God longs to hear us say the words “thank you,” but sometimes this comes in the midst of great sacrifice.
Chapter Eight in Nancy’s book Choosing Gratitude is called,
“But Not Without Sacrifice.”
Yesterday I took Olivia and several little friends to see a movie after school and before church…I knew it was going to be one with many tears, so I planned several errands to run in Ashland while the girls watched the movie.
As I was in the mall dropping off a broken bracelet to be repaired, I had to meander through the bookstore. This is my favorite store in the mall. I’d take book-browsing over clothes shopping most any day!
Anyway, I came upon a book entitled Reading Jesus, and as I read the summary and the beginning chapter I was pulled in and knew I wanted to read more. So I made my purchase and was on my way.
Unsuspectingly I walked past the little electronics store that I use to always take Todd and Nick in to buy new video games or just look around for fun things to go with their game systems….this was Nick’s favorite little place in the mall.
I felt my breath go out of me as I walked past the entrance to this store, realizing that never again would I go up and down the aisles of this store with Nick looking for the latest little gadget to be on clearance. I could feel tears welling up inside of me and it was almost as if I heard (not audibly but in my spirit) God say,
“Tammy, even though you will no longer be buying Nick presents, keep seeking my Presence in your life and you will be okay.”
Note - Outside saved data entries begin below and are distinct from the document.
PR #1157, opened 2016-05-20
Escape ninja output inserted into HTML

colincross:
Ninja query or error output may contain characters that need to be
escaped when being inserted into HTML.  Replace &, ", <, and > with
their & equivalent.

### DIFF
--- a/src/browse.py
+++ b/src/browse.py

I looked down at my bag holding the book Reading Jesus and I felt a wave of peace come over me as I knew that I was doing just that.
And I whispered, Thank you, Lord.
I guess for me the sacrifice of losing Nick even though it wasn’t one I chose willingly is still one for which ultimately God will bring joy (it may not be until I hear the words, “Well done, good and faithful servant) and because of this deep trusting knowledge and belief and hope that I can say,
“Thank you, Lord,” as I cling to Him who holds all things together and covers me in His sheltering wing.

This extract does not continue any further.